- **Your task**:
In the entries that follow, find every line containing "does" and copy it.

━━ Given data

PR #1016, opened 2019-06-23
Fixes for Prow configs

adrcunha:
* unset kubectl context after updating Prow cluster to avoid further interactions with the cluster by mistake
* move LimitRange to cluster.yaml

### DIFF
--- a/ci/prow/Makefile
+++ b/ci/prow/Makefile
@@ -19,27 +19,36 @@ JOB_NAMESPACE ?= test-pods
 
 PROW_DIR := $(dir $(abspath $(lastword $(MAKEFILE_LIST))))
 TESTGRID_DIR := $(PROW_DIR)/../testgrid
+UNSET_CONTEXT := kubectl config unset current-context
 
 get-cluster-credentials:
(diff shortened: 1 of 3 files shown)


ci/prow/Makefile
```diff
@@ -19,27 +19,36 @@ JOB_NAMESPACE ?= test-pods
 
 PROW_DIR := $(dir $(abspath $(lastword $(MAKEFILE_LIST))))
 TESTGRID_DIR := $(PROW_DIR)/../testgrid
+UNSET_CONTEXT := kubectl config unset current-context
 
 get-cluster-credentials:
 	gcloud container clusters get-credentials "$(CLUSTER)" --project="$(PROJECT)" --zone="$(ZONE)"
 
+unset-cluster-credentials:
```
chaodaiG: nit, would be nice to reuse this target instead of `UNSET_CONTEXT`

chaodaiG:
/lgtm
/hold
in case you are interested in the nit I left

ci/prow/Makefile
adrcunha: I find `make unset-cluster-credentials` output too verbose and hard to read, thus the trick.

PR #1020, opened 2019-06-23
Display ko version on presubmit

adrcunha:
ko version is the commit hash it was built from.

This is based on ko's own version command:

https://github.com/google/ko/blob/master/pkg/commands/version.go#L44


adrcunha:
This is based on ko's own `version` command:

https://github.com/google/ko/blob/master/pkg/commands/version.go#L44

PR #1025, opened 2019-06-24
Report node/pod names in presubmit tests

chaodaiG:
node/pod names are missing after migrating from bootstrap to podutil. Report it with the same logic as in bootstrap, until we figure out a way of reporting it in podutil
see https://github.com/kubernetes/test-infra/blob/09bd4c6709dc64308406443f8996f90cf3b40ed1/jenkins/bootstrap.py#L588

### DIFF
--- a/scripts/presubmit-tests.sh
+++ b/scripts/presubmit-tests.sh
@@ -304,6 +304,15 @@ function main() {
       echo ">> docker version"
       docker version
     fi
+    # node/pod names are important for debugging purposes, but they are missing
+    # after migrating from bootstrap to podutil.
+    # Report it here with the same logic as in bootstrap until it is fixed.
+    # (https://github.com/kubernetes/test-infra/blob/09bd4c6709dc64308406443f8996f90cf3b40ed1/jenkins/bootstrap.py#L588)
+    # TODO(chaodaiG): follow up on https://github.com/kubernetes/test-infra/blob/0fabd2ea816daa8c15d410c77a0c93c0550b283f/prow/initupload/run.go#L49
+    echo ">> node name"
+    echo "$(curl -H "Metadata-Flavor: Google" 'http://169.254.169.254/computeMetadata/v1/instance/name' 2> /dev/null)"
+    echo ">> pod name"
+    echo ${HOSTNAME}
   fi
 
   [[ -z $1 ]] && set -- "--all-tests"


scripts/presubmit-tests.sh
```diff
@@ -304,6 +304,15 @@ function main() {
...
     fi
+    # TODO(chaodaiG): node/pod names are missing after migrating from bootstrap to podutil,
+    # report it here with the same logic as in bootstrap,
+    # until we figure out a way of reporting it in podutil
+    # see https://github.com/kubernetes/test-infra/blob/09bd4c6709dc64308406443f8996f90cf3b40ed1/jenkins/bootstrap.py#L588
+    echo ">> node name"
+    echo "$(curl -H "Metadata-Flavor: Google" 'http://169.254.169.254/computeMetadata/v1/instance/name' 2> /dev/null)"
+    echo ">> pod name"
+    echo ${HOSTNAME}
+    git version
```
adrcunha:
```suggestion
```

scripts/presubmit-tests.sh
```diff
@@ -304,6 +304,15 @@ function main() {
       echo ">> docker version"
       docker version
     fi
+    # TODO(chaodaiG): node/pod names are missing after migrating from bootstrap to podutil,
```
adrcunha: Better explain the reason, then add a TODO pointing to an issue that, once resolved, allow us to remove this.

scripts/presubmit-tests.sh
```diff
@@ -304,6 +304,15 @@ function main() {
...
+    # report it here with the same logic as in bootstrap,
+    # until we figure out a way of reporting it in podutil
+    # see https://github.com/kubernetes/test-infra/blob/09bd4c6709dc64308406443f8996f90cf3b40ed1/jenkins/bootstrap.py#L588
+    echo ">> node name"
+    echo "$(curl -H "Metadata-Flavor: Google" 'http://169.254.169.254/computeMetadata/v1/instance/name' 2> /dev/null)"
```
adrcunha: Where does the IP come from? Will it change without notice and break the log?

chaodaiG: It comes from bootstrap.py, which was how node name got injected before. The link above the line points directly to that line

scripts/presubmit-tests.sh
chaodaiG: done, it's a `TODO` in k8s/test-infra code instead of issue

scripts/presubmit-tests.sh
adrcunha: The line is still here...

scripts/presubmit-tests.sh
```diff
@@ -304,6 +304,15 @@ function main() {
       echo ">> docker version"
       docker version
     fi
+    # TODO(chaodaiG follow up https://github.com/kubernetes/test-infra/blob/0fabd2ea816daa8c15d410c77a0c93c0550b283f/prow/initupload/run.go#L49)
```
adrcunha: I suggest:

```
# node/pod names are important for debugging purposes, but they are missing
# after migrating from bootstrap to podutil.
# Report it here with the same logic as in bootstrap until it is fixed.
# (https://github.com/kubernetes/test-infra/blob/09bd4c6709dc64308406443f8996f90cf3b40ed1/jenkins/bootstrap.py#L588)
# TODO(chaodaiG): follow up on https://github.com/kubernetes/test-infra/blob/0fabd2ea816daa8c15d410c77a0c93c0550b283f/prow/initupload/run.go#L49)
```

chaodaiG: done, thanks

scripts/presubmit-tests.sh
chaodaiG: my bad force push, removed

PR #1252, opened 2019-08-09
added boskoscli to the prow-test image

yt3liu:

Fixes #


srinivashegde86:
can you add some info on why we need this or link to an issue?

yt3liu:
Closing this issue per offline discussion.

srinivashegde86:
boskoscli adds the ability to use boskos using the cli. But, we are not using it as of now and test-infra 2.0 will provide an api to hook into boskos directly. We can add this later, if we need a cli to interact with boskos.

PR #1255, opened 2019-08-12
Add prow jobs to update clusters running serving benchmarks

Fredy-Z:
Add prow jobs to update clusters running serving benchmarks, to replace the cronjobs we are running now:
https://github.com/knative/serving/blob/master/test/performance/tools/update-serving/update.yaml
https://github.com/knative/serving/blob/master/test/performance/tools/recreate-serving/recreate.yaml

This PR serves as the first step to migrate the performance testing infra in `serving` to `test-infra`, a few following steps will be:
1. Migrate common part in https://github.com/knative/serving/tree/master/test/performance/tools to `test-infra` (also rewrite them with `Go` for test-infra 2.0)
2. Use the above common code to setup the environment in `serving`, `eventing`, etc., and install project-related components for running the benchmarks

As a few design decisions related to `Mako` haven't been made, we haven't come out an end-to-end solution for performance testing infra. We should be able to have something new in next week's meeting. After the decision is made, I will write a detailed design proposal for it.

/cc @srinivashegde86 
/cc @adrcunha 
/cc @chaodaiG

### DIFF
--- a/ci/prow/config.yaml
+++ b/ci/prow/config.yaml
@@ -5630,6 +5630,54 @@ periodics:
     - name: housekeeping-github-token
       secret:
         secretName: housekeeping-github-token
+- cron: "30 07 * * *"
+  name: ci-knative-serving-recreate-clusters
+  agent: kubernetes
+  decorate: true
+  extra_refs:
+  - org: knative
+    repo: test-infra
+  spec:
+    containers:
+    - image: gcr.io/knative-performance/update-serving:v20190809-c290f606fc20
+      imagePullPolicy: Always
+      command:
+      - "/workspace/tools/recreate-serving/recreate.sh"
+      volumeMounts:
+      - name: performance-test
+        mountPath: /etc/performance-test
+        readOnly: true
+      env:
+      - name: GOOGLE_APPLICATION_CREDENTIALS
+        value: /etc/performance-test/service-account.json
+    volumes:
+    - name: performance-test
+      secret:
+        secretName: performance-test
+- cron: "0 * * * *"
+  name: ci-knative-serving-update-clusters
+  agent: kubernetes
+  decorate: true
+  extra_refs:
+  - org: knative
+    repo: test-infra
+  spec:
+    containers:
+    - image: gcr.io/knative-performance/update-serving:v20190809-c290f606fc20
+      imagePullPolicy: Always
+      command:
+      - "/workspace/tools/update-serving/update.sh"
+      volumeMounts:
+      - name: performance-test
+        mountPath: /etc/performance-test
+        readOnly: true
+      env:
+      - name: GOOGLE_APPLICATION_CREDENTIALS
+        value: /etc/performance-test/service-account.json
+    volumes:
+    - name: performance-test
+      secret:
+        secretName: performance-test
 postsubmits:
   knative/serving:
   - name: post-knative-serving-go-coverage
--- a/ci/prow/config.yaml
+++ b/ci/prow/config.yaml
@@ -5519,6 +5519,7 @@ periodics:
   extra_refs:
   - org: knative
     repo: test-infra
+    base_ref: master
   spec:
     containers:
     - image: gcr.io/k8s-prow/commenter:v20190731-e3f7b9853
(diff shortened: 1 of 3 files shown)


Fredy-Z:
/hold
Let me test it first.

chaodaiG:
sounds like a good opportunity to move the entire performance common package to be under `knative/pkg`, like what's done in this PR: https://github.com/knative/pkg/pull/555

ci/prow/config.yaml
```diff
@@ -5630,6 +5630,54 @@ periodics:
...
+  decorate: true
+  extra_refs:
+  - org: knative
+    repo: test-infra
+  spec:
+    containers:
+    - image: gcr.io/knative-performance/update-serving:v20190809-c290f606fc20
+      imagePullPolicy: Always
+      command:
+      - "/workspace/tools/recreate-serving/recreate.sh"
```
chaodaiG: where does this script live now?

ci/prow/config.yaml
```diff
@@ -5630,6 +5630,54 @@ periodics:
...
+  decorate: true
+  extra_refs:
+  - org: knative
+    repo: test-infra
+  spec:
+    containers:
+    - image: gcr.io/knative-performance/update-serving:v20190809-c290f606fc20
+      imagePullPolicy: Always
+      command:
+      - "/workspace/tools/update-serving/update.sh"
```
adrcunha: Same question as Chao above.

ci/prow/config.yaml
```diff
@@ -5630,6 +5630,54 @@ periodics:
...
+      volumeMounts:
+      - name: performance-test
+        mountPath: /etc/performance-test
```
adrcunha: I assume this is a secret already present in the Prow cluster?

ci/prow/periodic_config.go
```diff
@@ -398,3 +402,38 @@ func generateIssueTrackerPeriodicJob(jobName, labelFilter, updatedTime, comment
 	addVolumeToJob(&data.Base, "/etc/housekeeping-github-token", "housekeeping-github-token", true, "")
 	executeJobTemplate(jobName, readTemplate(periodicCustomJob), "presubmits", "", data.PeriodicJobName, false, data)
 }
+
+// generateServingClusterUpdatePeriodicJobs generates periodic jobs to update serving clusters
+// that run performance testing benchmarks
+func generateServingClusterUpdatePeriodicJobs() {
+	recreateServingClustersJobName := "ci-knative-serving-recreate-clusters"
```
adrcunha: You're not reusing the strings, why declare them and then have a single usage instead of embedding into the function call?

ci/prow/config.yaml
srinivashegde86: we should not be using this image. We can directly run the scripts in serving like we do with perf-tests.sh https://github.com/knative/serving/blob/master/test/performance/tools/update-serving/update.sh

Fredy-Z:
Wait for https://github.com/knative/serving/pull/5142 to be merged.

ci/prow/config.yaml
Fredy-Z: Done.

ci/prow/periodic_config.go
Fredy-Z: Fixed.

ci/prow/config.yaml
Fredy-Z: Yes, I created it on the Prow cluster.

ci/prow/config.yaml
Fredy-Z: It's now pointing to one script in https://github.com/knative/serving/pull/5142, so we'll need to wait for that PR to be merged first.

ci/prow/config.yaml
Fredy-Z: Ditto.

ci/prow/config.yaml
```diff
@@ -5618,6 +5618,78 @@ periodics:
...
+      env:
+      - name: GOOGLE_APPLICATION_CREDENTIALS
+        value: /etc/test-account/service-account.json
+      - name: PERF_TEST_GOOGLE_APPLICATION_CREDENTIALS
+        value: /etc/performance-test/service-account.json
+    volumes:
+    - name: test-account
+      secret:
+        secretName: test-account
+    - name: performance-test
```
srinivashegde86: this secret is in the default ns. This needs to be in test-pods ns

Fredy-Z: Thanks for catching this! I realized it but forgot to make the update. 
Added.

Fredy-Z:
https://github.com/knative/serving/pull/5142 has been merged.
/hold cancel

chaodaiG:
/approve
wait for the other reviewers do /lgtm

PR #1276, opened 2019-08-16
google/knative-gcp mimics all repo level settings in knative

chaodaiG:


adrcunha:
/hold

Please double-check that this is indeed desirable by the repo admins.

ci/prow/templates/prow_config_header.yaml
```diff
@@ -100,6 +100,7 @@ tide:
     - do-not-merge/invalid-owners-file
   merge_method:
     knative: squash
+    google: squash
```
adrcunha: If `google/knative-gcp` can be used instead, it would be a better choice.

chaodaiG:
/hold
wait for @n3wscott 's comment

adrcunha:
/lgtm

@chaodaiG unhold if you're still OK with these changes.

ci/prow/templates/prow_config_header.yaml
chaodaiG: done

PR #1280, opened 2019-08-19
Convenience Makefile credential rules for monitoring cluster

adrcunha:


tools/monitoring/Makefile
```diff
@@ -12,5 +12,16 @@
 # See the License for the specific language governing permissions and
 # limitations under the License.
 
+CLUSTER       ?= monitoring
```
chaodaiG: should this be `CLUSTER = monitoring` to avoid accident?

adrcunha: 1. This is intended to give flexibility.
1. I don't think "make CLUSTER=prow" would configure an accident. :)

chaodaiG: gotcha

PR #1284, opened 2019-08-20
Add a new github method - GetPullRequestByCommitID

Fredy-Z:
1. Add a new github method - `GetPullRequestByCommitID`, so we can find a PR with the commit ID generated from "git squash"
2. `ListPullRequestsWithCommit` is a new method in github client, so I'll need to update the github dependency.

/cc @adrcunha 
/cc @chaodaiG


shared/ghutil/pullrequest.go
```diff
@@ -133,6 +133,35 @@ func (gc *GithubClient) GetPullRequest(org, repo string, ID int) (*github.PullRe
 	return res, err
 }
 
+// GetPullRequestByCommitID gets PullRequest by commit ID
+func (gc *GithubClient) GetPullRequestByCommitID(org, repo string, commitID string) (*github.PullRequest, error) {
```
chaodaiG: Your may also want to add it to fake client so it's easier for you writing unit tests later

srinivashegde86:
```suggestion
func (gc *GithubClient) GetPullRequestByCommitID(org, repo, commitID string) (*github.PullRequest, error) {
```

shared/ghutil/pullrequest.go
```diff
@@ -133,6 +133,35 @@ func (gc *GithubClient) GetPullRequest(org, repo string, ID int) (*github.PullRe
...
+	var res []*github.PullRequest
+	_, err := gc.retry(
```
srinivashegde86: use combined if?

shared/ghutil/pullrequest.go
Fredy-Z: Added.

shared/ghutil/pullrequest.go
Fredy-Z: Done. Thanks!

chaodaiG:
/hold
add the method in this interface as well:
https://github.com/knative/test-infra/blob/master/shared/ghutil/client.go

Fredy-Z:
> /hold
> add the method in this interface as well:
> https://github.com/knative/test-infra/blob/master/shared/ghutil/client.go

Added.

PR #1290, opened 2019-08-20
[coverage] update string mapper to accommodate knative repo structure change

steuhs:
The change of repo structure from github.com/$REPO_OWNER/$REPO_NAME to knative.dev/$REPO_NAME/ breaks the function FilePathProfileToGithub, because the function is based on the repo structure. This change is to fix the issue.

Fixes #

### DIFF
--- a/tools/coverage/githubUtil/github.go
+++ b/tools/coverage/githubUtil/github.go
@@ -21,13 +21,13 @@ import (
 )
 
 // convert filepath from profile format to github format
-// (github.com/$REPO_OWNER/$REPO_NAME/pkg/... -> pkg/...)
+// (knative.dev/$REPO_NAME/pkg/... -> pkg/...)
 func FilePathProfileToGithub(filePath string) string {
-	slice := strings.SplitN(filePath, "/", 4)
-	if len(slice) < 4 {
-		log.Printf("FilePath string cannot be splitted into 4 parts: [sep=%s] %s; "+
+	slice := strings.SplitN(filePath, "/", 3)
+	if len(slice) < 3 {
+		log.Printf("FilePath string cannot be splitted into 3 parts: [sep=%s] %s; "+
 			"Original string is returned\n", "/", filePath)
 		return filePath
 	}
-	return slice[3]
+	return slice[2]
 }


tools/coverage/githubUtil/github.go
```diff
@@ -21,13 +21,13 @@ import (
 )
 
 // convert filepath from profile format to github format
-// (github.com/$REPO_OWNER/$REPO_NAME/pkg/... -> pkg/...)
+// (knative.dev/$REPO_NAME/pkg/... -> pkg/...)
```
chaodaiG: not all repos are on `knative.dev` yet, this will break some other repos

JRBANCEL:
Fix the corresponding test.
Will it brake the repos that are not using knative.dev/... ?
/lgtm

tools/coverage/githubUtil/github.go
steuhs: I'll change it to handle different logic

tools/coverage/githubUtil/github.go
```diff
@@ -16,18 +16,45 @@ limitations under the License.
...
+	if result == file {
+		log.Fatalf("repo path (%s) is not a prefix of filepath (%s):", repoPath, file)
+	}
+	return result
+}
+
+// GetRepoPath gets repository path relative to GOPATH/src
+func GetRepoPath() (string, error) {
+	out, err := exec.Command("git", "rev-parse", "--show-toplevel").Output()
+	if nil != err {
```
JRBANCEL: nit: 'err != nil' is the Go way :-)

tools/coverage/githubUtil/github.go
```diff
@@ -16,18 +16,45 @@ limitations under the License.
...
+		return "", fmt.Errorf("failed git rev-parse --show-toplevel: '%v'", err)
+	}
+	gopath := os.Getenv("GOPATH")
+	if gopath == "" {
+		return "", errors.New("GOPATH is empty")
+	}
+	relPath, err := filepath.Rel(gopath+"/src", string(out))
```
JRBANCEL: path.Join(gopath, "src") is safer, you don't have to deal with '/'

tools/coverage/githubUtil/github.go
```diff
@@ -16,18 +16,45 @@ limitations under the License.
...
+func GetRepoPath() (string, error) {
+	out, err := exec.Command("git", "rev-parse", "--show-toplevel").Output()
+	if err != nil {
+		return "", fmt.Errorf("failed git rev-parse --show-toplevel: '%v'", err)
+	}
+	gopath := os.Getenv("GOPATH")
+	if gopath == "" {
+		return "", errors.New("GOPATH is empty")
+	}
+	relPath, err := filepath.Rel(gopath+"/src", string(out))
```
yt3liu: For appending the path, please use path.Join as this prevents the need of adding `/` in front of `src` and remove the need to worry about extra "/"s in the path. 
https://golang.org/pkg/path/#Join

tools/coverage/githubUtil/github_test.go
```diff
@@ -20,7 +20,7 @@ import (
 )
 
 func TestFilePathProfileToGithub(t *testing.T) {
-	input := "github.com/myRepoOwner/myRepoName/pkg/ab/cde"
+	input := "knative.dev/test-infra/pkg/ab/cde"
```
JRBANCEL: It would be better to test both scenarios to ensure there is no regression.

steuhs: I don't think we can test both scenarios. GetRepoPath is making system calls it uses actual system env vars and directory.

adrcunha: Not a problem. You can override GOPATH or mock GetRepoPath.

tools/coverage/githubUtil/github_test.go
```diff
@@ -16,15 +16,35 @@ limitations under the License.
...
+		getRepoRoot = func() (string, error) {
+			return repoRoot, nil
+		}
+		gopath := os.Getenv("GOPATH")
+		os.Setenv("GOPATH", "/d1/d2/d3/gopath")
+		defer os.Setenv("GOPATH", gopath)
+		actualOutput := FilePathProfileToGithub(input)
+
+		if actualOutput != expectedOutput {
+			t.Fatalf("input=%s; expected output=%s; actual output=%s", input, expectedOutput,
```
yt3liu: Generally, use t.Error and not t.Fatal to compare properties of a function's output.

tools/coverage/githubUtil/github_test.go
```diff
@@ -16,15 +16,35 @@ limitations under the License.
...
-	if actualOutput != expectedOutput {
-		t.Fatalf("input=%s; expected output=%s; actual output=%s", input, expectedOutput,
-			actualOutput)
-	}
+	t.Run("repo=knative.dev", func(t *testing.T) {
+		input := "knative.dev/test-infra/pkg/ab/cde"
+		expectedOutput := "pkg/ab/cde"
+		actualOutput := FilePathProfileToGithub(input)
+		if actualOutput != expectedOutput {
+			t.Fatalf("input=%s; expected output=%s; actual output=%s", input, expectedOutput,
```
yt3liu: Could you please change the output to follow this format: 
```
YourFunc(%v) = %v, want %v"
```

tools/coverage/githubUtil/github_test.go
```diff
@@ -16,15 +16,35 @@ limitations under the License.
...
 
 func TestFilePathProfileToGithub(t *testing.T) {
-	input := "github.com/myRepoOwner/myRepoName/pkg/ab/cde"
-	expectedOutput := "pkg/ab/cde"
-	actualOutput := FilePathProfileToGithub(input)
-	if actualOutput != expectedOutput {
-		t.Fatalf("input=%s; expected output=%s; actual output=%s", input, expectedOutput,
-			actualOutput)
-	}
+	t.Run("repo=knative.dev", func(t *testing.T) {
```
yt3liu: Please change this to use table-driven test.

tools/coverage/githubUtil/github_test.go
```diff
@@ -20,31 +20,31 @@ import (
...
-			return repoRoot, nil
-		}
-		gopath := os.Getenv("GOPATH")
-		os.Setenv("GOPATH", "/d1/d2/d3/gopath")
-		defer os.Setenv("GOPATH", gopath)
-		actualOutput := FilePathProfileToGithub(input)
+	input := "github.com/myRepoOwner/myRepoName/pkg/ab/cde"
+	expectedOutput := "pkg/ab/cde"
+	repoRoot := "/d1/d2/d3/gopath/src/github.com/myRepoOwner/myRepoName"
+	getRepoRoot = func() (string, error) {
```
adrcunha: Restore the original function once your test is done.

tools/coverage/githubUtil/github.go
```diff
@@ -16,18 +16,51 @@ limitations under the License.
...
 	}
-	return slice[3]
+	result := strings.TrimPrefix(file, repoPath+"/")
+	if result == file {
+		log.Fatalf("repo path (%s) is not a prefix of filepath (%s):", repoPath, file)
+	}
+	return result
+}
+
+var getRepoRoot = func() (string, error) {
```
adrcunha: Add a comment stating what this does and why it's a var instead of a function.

━━━━

- **Result**:
adrcunha: Where does the IP come from? Will it change without notice and break the log?
chaodaiG: where does this script live now?
adrcunha: Add a comment stating what this does and why it's a var instead of a function.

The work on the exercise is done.